- Exercise requirements:
Look for the word "handle" in the entries below, then copy every line that has it.

[Collection entries]

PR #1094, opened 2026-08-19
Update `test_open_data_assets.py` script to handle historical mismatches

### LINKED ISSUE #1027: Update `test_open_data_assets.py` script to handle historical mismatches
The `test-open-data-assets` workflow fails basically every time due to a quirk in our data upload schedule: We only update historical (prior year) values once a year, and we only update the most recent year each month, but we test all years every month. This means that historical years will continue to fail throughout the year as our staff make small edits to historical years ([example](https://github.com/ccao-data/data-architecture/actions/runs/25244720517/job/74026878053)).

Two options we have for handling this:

- Problem solution:
Update `test_open_data_assets.py` script to handle historical mismatches
### LINKED ISSUE #1027: Update `test_open_data_assets.py` script to handle historical mismatches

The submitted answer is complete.